### INSTRUCTIONS TO FOLLOW
Each of the lines below must be restated exactly.

____________________

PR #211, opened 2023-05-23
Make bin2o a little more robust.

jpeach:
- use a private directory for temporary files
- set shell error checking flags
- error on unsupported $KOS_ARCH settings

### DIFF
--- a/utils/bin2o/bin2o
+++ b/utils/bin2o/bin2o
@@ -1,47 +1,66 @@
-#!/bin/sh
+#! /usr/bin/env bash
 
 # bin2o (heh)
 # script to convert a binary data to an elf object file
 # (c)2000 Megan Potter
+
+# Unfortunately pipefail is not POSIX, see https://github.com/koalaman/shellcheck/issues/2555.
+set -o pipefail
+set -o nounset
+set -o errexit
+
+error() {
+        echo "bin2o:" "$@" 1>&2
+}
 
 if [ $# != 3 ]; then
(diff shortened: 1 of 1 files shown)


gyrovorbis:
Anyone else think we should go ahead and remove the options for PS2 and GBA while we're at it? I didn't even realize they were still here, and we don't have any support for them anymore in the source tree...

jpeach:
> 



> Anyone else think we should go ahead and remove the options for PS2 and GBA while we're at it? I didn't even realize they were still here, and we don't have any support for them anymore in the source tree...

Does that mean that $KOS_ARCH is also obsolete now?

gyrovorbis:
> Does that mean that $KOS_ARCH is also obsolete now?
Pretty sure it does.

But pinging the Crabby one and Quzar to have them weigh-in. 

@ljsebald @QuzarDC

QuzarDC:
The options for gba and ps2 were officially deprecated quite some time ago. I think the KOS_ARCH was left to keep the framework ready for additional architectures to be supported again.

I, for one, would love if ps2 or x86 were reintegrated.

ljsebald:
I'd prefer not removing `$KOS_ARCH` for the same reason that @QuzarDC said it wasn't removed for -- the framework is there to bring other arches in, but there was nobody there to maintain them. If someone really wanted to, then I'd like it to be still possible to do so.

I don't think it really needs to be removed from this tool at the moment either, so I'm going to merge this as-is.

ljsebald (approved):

____________________

### PROBLEM SOLUTION
PR #211, opened 2023-05-23
Make bin2o a little more robust.

jpeach:
- use a private directory for temporary files
- set shell error checking flags
- error on unsupported $KOS_ARCH settings

### DIFF
--- a/utils/bin2o/bin2o
+++ b/utils/bin2o/bin2o
@@ -1,47 +1,66 @@
-#!/bin/sh
+#! /usr/bin/env bash
 
 # bin2o (heh)
 # script to convert a binary data to an elf object file
 # (c)2000 Megan Potter
+
+# Unfortunately pipefail is not POSIX, see https://github.com/koalaman/shellcheck/issues/2555.
+set -o pipefail
+set -o nounset
+set -o errexit
+
+error() {
+        echo "bin2o:" "$@" 1>&2
+}
 
 if [ $# != 3 ]; then
(diff shortened: 1 of 1 files shown)


gyrovorbis:
Anyone else think we should go ahead and remove the options for PS2 and GBA while we're at it? I didn't even realize they were still here, and we don't have any support for them anymore in the source tree...

jpeach:
> 



> Anyone else think we should go ahead and remove the options for PS2 and GBA while we're at it? I didn't even realize they were still here, and we don't have any support for them anymore in the source tree...

Does that mean that $KOS_ARCH is also obsolete now?

gyrovorbis:
> Does that mean that $KOS_ARCH is also obsolete now?
Pretty sure it does.

But pinging the Crabby one and Quzar to have them weigh-in. 

@ljsebald @QuzarDC

QuzarDC:
The options for gba and ps2 were officially deprecated quite some time ago. I think the KOS_ARCH was left to keep the framework ready for additional architectures to be supported again.

I, for one, would love if ps2 or x86 were reintegrated.

ljsebald:
I'd prefer not removing `$KOS_ARCH` for the same reason that @QuzarDC said it wasn't removed for -- the framework is there to bring other arches in, but there was nobody there to maintain them. If someone really wanted to, then I'd like it to be still possible to do so.

I don't think it really needs to be removed from this tool at the moment either, so I'm going to merge this as-is.

ljsebald (approved):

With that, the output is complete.